*ASSIGNMENT:*
Find each line below containing the word "emulated" and copy it.

*DATASET EXTRACT:*

Issue #887, opened 2023-05-17
Support CPU and Network throttling


ka3de:
### Feature Description

CPU and network throttling are useful in order to emulate specific network conditions, for example in order to emulate a mobile connection speed when actually running in a faster connection.

See Lighthouse project documentation on throttling: https://github.com/GoogleChrome/lighthouse/blob/main/docs/throttling.md
See CDP APIs in order to throttle [CPU](https://chromedevtools.github.io/devtools-protocol/tot/Emulation/#method-setCPUThrottlingRate) and [network](https://chromedevtools.github.io/devtools-protocol/tot/Network/#method-emulateNetworkConditions).

```[tasklist]
### Tasks
- [x] Implement Network throttling -- https://github.com/grafana/xk6-browser/pull/1094
- [x] Implement CPU throttling -- https://github.com/grafana/xk6-browser/pull/1095
- [x] Implement predefined network profiles -- https://github.com/grafana/xk6-browser/pull/1098
- [x] Update k6-docs -- https://github.com/grafana/k6-docs/pull/1415
- [x] Update release notes -- https://github.com/grafana/k6/pull/3453
- [x] Update Type definitions -- https://github.com/grafana/k6-DefinitelyTyped/pull/19
```

mdcruz:
I support this feature, and it would be great if we could prioritise this somehow 👍🏼

One strength of using lab data is the ability to run tests in a controlled environment. Currently, we can do this in k6 browser by setting the screen size or removing certain Chrome arguments, but not the ability to configure network throttling (e.g. from 5g to 4g). I want to be able to change my network connection to see how this impacts my web vital metrics.

mdcruz:
Example on how Playwright can do it: https://github.com/microsoft/playwright/issues/6038#issuecomment-812521882

ankur22:
We should look at existing tools and see how they've implemented the same feature. Playwright doesn't seem to support it as a dedicated API yet, but puppeteer does have dedicated APIs for both [CPU](https://pptr.dev/api/puppeteer.page.emulatecputhrottling) and [network](https://pptr.dev/api/puppeteer.page.emulatenetworkconditions). It's probably worth looking through any discussions for both tools to see whether there's anything we can do to improve it in the first iteration.

inancgumus:
Here's some info why Playwright lacks the feature: https://github.com/microsoft/playwright/issues/8622#issuecomment-1284845091

[...]

PR #1094, opened 2023-11-09
Add throttleNetwork on page

ankur22:
## What?

This adds a new `throttleNetwork` API on `page` which throttles the network from chrome's perspective.

## Why?

A good use case for throttling the network is to see (within a lab environment) how the frontend reacts when the network is slow, e.g. on a slow 3G connection. With new measurements under a constraint network, users will be able to fine tune their website so that the most important information is returned in an acceptable timeframe.

## Checklist

## Related PR(s)/Issue(s)

Updates https://github.com/grafana/xk6-browser/issues/887

### DIFF
--- a/browser/mapping_test.go
+++ b/browser/mapping_test.go
@@ -343,6 +343,7 @@ type pageAPI interface {
 	SetViewportSize(viewportSize goja.Value)
 	Tap(selector string, opts goja.Value)
 	TextContent(selector string, opts goja.Value) string
+	ThrottleNetwork(common.NetworkProfile) error
 	Title() string
 	Type(selector string, text string, opts goja.Value)
 	Uncheck(selector string, opts goja.Value)
--- a/common/network_manager.go
+++ b/common/network_manager.go
@@ -28,6 +28,18 @@ import (
 	"github.com/dop251/goja"
 )
 
+// NetworkProfile is used in ThrottleNetwork.
+type NetworkProfile struct {
+	// Minimum latency from request sent to response headers received (ms).
+	Latency float64
+
+	// Maximal aggregated download throughput (bytes/sec). -1 disables download throttling.
+	DownloadThroughput float64
+
+	// Maximal aggregated upload throughput (bytes/sec). -1 disables upload throttling.
+	UploadThroughput float64
+}
+
 // Credentials holds HTTP authentication credentials.
 type Credentials struct {
 	Username string `js:"username"`
--- a/common/network_manager.go
+++ b/common/network_manager.go
@@ -742,6 +742,22 @@ func (m *NetworkManager) SetOfflineMode(offline bool) {
 	}
 }
 
+// ThrottleNetwork changes the network attributes in chrome to simulate slower
+// networks e.g. a slow 3G connection.
+func (m *NetworkManager) ThrottleNetwork(networkProfile NetworkProfile) error {
+	action := network.EmulateNetworkConditions(
+		m.offline,
+		networkProfile.Latency,
+		networkProfile.DownloadThroughput,
+		networkProfile.UploadThroughput,
+	)
+	if err := action.Do(cdp.WithExecutor(m.ctx, m.session)); err != nil {
+		return fmt.Errorf("throttling network: %w", err)
+	}
+
+	return nil
+}
+
 // SetUserAgent overrides the browser user agent string.
 func (m *NetworkManager) SetUserAgent(userAgent string) {
 	action := emulation.SetUserAgentOverride(userAgent)
--- a/common/network_manager.go
+++ b/common/network_manager.go
@@ -40,6 +40,15 @@ type NetworkProfile struct {
 	UploadThroughput float64
 }
 
+// NewNetworkProfile creates a non-throttled network profile.
+func NewNetworkProfile() NetworkProfile {
+	return NetworkProfile{
+		Latency:            0,
+		DownloadThroughput: -1,
+		UploadThroughput:   -1,
+	}
+}
+
 // Credentials holds HTTP authentication credentials.
 type Credentials struct {
 	Username string `js:"username"`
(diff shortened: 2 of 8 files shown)


common/network_manager.go
```diff
@@ -28,6 +28,18 @@ import (
 	"github.com/dop251/goja"
 )
 
+// NetworkProfile is used in ThrottleNetwork.
+type NetworkProfile struct {
+	// Minimum latency from request sent to response headers received (ms).
+	Latency float64
+
+	// Maximal aggregated download throughput (bytes/sec). -1 disables download throttling.
+	DownloadThroughput float64
```
ankur22, line 37: Any thoughts on what this can be renamed to make it shorter?

common/network_manager.go
```diff
@@ -742,6 +742,22 @@ func (m *NetworkManager) SetOfflineMode(offline bool) {
 	}
 }
 
+// ThrottleNetwork changes the network attributes in chrome to simulate slower
+// networks e.g. a slow 3G connection.
+func (m *NetworkManager) ThrottleNetwork(networkProfile NetworkProfile) error {
+	action := network.EmulateNetworkConditions(
+		m.offline,
```
ka3de, line 749: If I understand this correctly, we are using here the `NetworkManager.offline` attribute, which is set when calling `BrowserContext.SetOfflineMode`. This implies that, if there is a previous call to `SetOfflineMode`, a call to `ThrottleNetwork` won't apply, as the page is being emulated as being "offline".  Is that correct?

I wonder if we should automatically overwrite the `offline` attribute to "false" when calling `ThrottleNetwork`, as the user is expressing an intention on applying this emulation to this page. Instead of requiring our users to call `BrowserContext.SetOffline(false)`, which will actually apply to all `BrowserContext` pages, not just this one.

browser/mapping_test.go
```diff
@@ -343,6 +343,7 @@ type pageAPI interface {
 	SetViewportSize(viewportSize goja.Value)
 	Tap(selector string, opts goja.Value)
 	TextContent(selector string, opts goja.Value) string
+	throttleNetwork(common.NetworkProfile) error
```
ka3de, line 346: There is actually no need for this to be capitalized, but considering that the other methods follow this format, should this one follow that pattern too?

ka3de (commented):
Great work @ankur22 :clap: 
Just a couple of considerations.

common/network_manager.go
ka3de: For me it's OK, I can't find a good shorter alternative, and I don't think it's so long that it must be changed.

inancgumus: I think just `Download` is clear as it’s a field of the network profile.

common/network_manager.go
ankur22: > This implies that, if there is a previous call to SetOfflineMode, a call to ThrottleNetwork won't apply, as the page is being emulated as being "offline". Is that correct?

Yes, that's correct.

> I wonder if we should automatically overwrite the offline attribute to "false" when calling ThrottleNetwork, as the user is expressing an intention on applying this emulation to this page. Instead of requiring our users to call BrowserContext.SetOffline(false), which will actually apply to all BrowserContext pages, not just this one.

That could work. My hesitation towards this idea is that the API is quite explicit at the moment to enable/disable offline mode (as well as the other APIs we support when it comes to enabling/disabling features such as `grantPermissions`). If we allow the offline mode to be automatically disabled on `ThrottleNetwork`, then this breaks the explicit nature of our APIs. I feel that being explicit (at least in the short term) is the best way forward until we see how it is being used.

browser/mapping_test.go
ankur22: Nice spot, i think it's best to be consistent, i've changed it in 20e9ca5cbda25f7844aab89636bbf78c7b0276b2

common/network_manager.go
ka3de: I see your point. Still, I'm not sure this is the better approach, maybe documenting the overwrite when calling these page level methods would make sense? Otherwise I feel we should inform the user somehow that the network throttling call will not apply, if `offline` is `true` when calling `ThrottleNetwork`, but I guess for that the only option is to return an error.

ankur22: > Otherwise I feel we should inform the user somehow that the network throttling call will not apply, if `offline` is `true` when calling `ThrottleNetwork`, but I guess for that the only option is to return an error.

I'm happy with this idea since it makes things more transparent and quickly highlights an issue preventing the `ThrottleNetwork` from working.

ka3de: Ok, to be honest I don't quite like the idea of returning an error from `ThrottleNetwork` call anyway, so let's follow your proposal. Still, I feel this might get some confusion, althought I don't think `setOfflineMode` is used frequently, so let's see what is user's feedback. 
Will we then need to store the current page network profile?

ankur22: > Will we then need to store the current page network profile?

Yes, correct, i'll do that next.

ankur22: Done in 24b9b97678dd30366b2b4b03e56cd1d71a8c4ef8. I'll refactor this so that `SetOfflineMode` will work with `ThrottleNetwork` in another PR. This change now works with the following example:

<details>
  <summary>test script</summary>

```js

export const options = {
  scenarios: {
    throttled: {
      options: {
        browser: {
            type: 'chromium',
        },
      },
      exec: 'throttled',
    },
  },
}

export async function throttled() {

  try {
    context.setOffline(true);

    page.throttleNetwork({
      latency: 1000,
      downloadThroughput: 50,
      uploadThroughput: 50,
    });

    context.setOffline(false); // Throttled network profile is kept to what was set in the line above.

    await page.goto('https://test.k6.io/', { waitUntil: 'networkidle' });
  } finally {
    page.close();
  }
}
```

</details>

common/network_manager.go
ankur22: `Download` and `Upload` were in the original spec i shared in the issue. I also think they should be enough since it makes sense contextually. Changed in 98693e507d9aa66a55d2d5569110b9b0022ba446

ka3de (approved):
LGTM :clap:

inancgumus (approved):
Nice work. Thanks 👏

*RESPONSE TO THIS EXERCISE:*
ka3de, line 749: If I understand this correctly, we are using here the `NetworkManager.offline` attribute, which is set when calling `BrowserContext.SetOfflineMode`. This implies that, if there is a previous call to `SetOfflineMode`, a call to `ThrottleNetwork` won't apply, as the page is being emulated as being "offline".  Is that correct?
ankur22: > This implies that, if there is a previous call to SetOfflineMode, a call to ThrottleNetwork won't apply, as the page is being emulated as being "offline". Is that correct?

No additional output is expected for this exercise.